The answer should consist of each line from the data below that includes "FakeHttp".

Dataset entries
━━━━━━━━━━━━━━━━━━━━━━━━━━━━━━

PR #771, opened 2019-08-01
Issue 743 update notifications

### LINKED ISSUE #743: Add update notifications to footer for when new versions are released
This is hopefully a minor and non-controversial request so I'm putting it here as an issue instead of a forum post.

We should let people know when there are new versions of Briefcase. My preferred approach here would be to do what we do in Aggregate with a non-blocking call to GitHub. In the lower left-hand side of every tab, we put the following:
* Current version: vx.y.z
* Old version: vx.y.z - [Update available](https://github.com/opendatakit/briefcase/releases/latest)

I'd love to see this not in the upcoming release, but in the following one.

ggalmazor:
Closes #743

- Added automated tests.
- Tested using the UI
  - To test the available update link, I artificially changed the condition `if (versionManager.isUpToDate()) {` at line 162 to `if (!versionManager.isUpToDate()) {`

This is the smallest possible thing we can do. More advanced approaches would involve parsing the semver to take into account major, minor, and patch numbers.

Users might be confused when they see that the version is no longer available in the title.

Other than that, it feels pretty safe because the version check is performed in the background.

Nope.


test/java/org/opendatakit/briefcase/util/BriefcaseVersionManagerTest.java
```diff
@@ -0,0 +1,60 @@
...
+  public void knows_the_url_to_get_the_latest_version() {
+    assertThat(getLatestUrl(), is(url("https://github.com/opendatakit/briefcase/releases/latest")));
+  }
+
+  @Test
+  public void knows_to_get_the_latest_available_version() {
+    FakeHttp http = new FakeHttp();
+
+    http.stub(
+        get(url("https://api.github.com/repos/opendatakit/briefcase/releases/latest")).build(),
```
dcbriccetti: This string appears 4 times in the source. Maybe it could be a constant in `BriefcaseVersionManager`?

test/java/org/opendatakit/briefcase/util/BriefcaseVersionManagerTest.java
```diff
@@ -0,0 +1,60 @@
...
+import static org.opendatakit.briefcase.util.BriefcaseVersionManager.getLatestUrl;
+
+import org.junit.Test;
+import org.opendatakit.briefcase.reused.http.FakeHttp;
+import org.opendatakit.briefcase.reused.http.response.ResponseHelpers;
+
+public class BriefcaseVersionManagerTest {
+  @Test
+  public void knows_the_url_to_get_the_latest_version() {
+    assertThat(getLatestUrl(), is(url("https://github.com/opendatakit/briefcase/releases/latest")));
```
dcbriccetti: Maybe this could be a constant in `BriefcaseVersionManager`?

src/org/opendatakit/briefcase/util/BriefcaseVersionManager.java
```diff
@@ -0,0 +1,37 @@
...
+import org.opendatakit.briefcase.reused.http.Http;
+import org.opendatakit.briefcase.reused.http.RequestBuilder;
+
+public class BriefcaseVersionManager {
+  private final Http http;
+  private final String current;
+
+  public BriefcaseVersionManager(Http http, String current) {
+    this.http = http;
+    this.current = current.contains("-") ? current.substring(0, current.indexOf("-")) : current;
```
dcbriccetti: Hey, this expression with a conditional operator reads just like English. Is my style influencing you, or is this a slip-up? ;-)

src/org/opendatakit/briefcase/ui/settings/SettingsPanelForm.form
```diff
@@ -384,6 +384,23 @@
...
+      </vspacer>
+      <component id="53404" class="javax.swing.JLabel" binding="versionLabel">
+        <constraints>
+          <grid row="19" column="1" row-span="1" col-span="5" vsize-policy="0" hsize-policy="0" anchor="0" fill="0" indent="0" use-parent-layout="false"/>
+          <gridbag weightx="1.0" weighty="0.0"/>
+        </constraints>
+        <properties>
+          <enabled value="false"/>
+          <font style="0"/>
+          <text value="[version placeholder]"/>
```
dcbriccetti: Could this be an empty string?

test/java/org/opendatakit/briefcase/util/BriefcaseVersionManagerTest.java
ggalmazor: I'm going to leave this duplication. It's not a big deal, since it's just a getter but:
- Using a constant in the implementation would feel like cheating and make the test quite irrelevant (basically, testing a getter).
- This test just makes the url we're using explicit and serves as documentation of the tested class. One day, when GH changes the url, we can come back and know what has to be changes without investing a lot of time on it.

src/org/opendatakit/briefcase/util/BriefcaseVersionManager.java
ggalmazor: Yes! All your help and reviews are super valuable :)

src/org/opendatakit/briefcase/ui/settings/SettingsPanelForm.form
ggalmazor: I guess it could, but a placeholder is kinda less confusing? maybe?

kkrawczyk123:
**Tested with success!!**
The hyperlink is not working on Ubuntu 16 just like with servers URL but we are aware. I confirmed that it is clickable on Ubuntu 18. 
I have also noticed that "Update available" is displayed in two separate lines after choosing storage directory on MacOS only so I will report it as a separate issue. 

src/org/opendatakit/briefcase/util/BriefcaseVersionManager.java
dcbriccetti: I believe the second sentence, but not the first. :-) You would never deliberately switch away from your
```
? something
: something
```

src/org/opendatakit/briefcase/ui/settings/SettingsPanelForm.form
dcbriccetti: Whatever you prefer.

src/org/opendatakit/briefcase/util/BriefcaseVersionManager.java
ggalmazor: Hahaha I normally break lines only if they get too long

PR #776, opened 2019-08-07
Fix #735 - Provide message when pulling non-existent form from odk dir using cmd

### LINKED ISSUE #735: No information when trying to pull not existing form from odk dir using cmd
#### Software versions 
Briefcase v1..x, Java v1.x.x, operating system, Aggregate v1.x.x, Collect v1.x.x...

#### Problem description
There is no information that form does not exist when trying to pull not existing form from odk dir using cmd

1. Use cmd and pull from odk dir command, as id use a random word so that form won't exist in your sd
2. Check the cmd output

#### Expected behavior
In the cmd output, there should be the information that form does not exist in the odk folder. Now it gives you the impression that pull actually happened. 

#### Other information 
When pulling not existing form from Aggregate the information does not exist is visible.

mayank8318:
Closes #735 

Manually tested it as shown in the screenshot:
Screenshot from 2019-08-07 21-05-06

This approach is similar to the one used in `PullFormFromAggregate` class.
https://github.com/opendatakit/briefcase/blob/master/src/org/opendatakit/briefcase/operations/PullFormFromAggregate.java#L118

This change will inform the user in case the form id they entered is invalid. Before this, briefcase gave no error message and the user was under the impression that the desired pull operation was successful.

No

### DIFF
--- a/src/org/opendatakit/briefcase/operations/ImportFromODK.java
+++ b/src/org/opendatakit/briefcase/operations/ImportFromODK.java
@@ -24,6 +24,7 @@ import java.nio.file.Paths;
 import java.util.Arrays;
 import java.util.Optional;
 import org.opendatakit.briefcase.model.FormStatus;
+import org.opendatakit.briefcase.reused.BriefcaseException;
 import org.opendatakit.briefcase.transfer.TransferForms;
 import org.opendatakit.briefcase.util.FileSystemUtils;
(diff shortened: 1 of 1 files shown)


kkrawczyk123:
**Tested with success!**
Message in the cmd output:
Screenshot from 2019-08-09 14-49-38
Thanks @mayank8318!

PR #778, opened 2019-08-08
Issue 777 Latest Central rejects multiple simultaneous auth methods

### LINKED ISSUE #777: Latest Central rejects multiple simultaneous auth methods
#### Software versions 
Briefcase v1.16

#### Problem description
Latest (bleeding edge) Central will reject request coming with both `Authorization: Bearer {{token}}` and a `__Host-session` cookie.

This results in users not being able to pull forms (although listing the available forms works)

Connect to Central, pull a form.

#### Expected behavior
Pulling forms should work

#### Other information 
We need to decide whether to stick to sending the auth token in all requests or start using the cookie after a successful login.

A quick fix would be to set the `RequestConfig`'s cookie spec to `IGNORE_COOKIES`, which would be safe to do across all supported pull sources and push targets. 

(see `org.opendatakit.briefcase.reused.http.CommonsHttp`)

ggalmazor:
Closes #777

Manually test against bleeding edge Central server at antinod.es

Central (latest) will reject requests arriving with auth tokens and session cookies. Since we don't really need cookies for anything, this is a quick fix for this issue while we decide what to do about auth in Central

There's the risk of undocumented dependency on cookies by aggregate-compatible servers that we don't know about. If any of these servers rely upon cookies that were being sent, pull/push operations could fail due to this change. Testing in known servers (Ona, Kobo...) would be required to ensure we're breaking anything.

Nope.

### DIFF
--- a/src/org/opendatakit/briefcase/reused/http/CommonsHttp.java
+++ b/src/org/opendatakit/briefcase/reused/http/CommonsHttp.java
@@ -16,7 +16,7 @@
 
 package org.opendatakit.briefcase.reused.http;
 
-import static org.apache.http.client.config.CookieSpecs.STANDARD;
+import static org.apache.http.client.config.CookieSpecs.IGNORE_COOKIES;
 import static org.apache.http.client.config.RequestConfig.custom;
 import static org.opendatakit.briefcase.reused.http.RequestMethod.POST;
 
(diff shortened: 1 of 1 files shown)


kkrawczyk123:
**Tested with success!**

ggalmazor:
Hi, @dcbriccetti! Will you have some cycles this week to do this one? We would like to release v1.17 next week if possible ;)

━━━━━━━━━━━━━━━━━━━━━━━━━━━━━━

# Written response
+    FakeHttp http = new FakeHttp();
+import org.opendatakit.briefcase.reused.http.FakeHttp;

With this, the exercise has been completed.